Exercise data ::
PR #691, opened 2022-07-27
Add compilerla/conventional-pre-commit to all-repos.yaml

thekaveman:
This closes compilerla/conventional-pre-commit#24.

~@asottile I saw [your comment in #684](https://github.com/pre-commit/pre-commit.com/pull/684#issuecomment-1184377808)~

~> `language: script` hooks miss the point of the framework as they require users to install tools outside of the framework to use them and as such I'm not allowing new ones onto the hooks page~

~And while `conventional-pre-commit` is a `language: script` hook, it's literally just a [small shell script](https://github.com/compilerla/conventional-pre-commit/blob/main/conventional-pre-commit.sh) that does some regex against the commit message, no external tools/dependencies installed or needed. Maybe an exception can be made in this case?~

Python hook that checks for [Conventional Commits](https://www.conventionalcommits.org/en/v1.0.0/) format, intended to run in the `commit-msg` stage.

Thanks for taking a look!

___

my new repository:

- [x] contains a license

### DIFF
--- a/all-repos.yaml
+++ b/all-repos.yaml
@@ -230,3 +230,4 @@
 - https://github.com/jshwi/docsig
 - https://github.com/finsberg/clang-format-docs
 - https://github.com/rubocop/rubocop
+- https://github.com/compilerla/conventional-pre-commit


asottile:
> This closes [compilerla/conventional-pre-commit#24](https://github.com/compilerla/conventional-pre-commit/issues/24).
> 
> @asottile I saw [your comment in #684](https://github.com/pre-commit/pre-commit.com/pull/684#issuecomment-1184377808)
> 
> > `language: script` hooks miss the point of the framework as they require users to install tools outside of the framework to use them and as such I'm not allowing new ones onto the hooks page
> 
> And while `conventional-pre-commit` is a `language: script` hook, it's literally just a [small shell script](https://github.com/compilerla/conventional-pre-commit/blob/main/conventional-pre-commit.sh) that does some regex against the commit message, no external tools/dependencies installed or needed. Maybe an exception can be made in this case?
> 
> Thanks for taking a look!

it appears to require a modern `bash` as well as `grep` -- it would be better if implemented in python -- or really the whole script can be replaced with a [`pygrep`](https://pre-commit.com/#pygrep) regex

thekaveman:
Hello @asottile - since last week, `conventional-pre-commit` has been reimplemented in Python and a new version `v2.0.0` published. Thank you for the suggestion!

Does it look OK to include in the list now?

asottile:
is there a reason to use this over something more mature like `gitlint` ?

asottile:
hi -- I've edited the new pr template into the original comment -- please fill that out as well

Exercise description ::
With nothing added or dropped, reproduce all the data exactly.

Exercise response ::
PR #691, opened 2022-07-27
Add compilerla/conventional-pre-commit to all-repos.yaml

thekaveman:
This closes compilerla/conventional-pre-commit#24.

~@asottile I saw [your comment in #684](https://github.com/pre-commit/pre-commit.com/pull/684#issuecomment-1184377808)~

~> `language: script` hooks miss the point of the framework as they require users to install tools outside of the framework to use them and as such I'm not allowing new ones onto the hooks page~

~And while `conventional-pre-commit` is a `language: script` hook, it's literally just a [small shell script](https://github.com/compilerla/conventional-pre-commit/blob/main/conventional-pre-commit.sh) that does some regex against the commit message, no external tools/dependencies installed or needed. Maybe an exception can be made in this case?~

Python hook that checks for [Conventional Commits](https://www.conventionalcommits.org/en/v1.0.0/) format, intended to run in the `commit-msg` stage.

Thanks for taking a look!

___

my new repository:

- [x] contains a license

### DIFF
--- a/all-repos.yaml
+++ b/all-repos.yaml
@@ -230,3 +230,4 @@
 - https://github.com/jshwi/docsig
 - https://github.com/finsberg/clang-format-docs
 - https://github.com/rubocop/rubocop
+- https://github.com/compilerla/conventional-pre-commit


asottile:
> This closes [compilerla/conventional-pre-commit#24](https://github.com/compilerla/conventional-pre-commit/issues/24).
> 
> @asottile I saw [your comment in #684](https://github.com/pre-commit/pre-commit.com/pull/684#issuecomment-1184377808)
> 
> > `language: script` hooks miss the point of the framework as they require users to install tools outside of the framework to use them and as such I'm not allowing new ones onto the hooks page
> 
> And while `conventional-pre-commit` is a `language: script` hook, it's literally just a [small shell script](https://github.com/compilerla/conventional-pre-commit/blob/main/conventional-pre-commit.sh) that does some regex against the commit message, no external tools/dependencies installed or needed. Maybe an exception can be made in this case?
> 
> Thanks for taking a look!

it appears to require a modern `bash` as well as `grep` -- it would be better if implemented in python -- or really the whole script can be replaced with a [`pygrep`](https://pre-commit.com/#pygrep) regex

thekaveman:
Hello @asottile - since last week, `conventional-pre-commit` has been reimplemented in Python and a new version `v2.0.0` published. Thank you for the suggestion!

Does it look OK to include in the list now?

asottile:
is there a reason to use this over something more mature like `gitlint` ?

asottile:
hi -- I've edited the new pr template into the original comment -- please fill that out as well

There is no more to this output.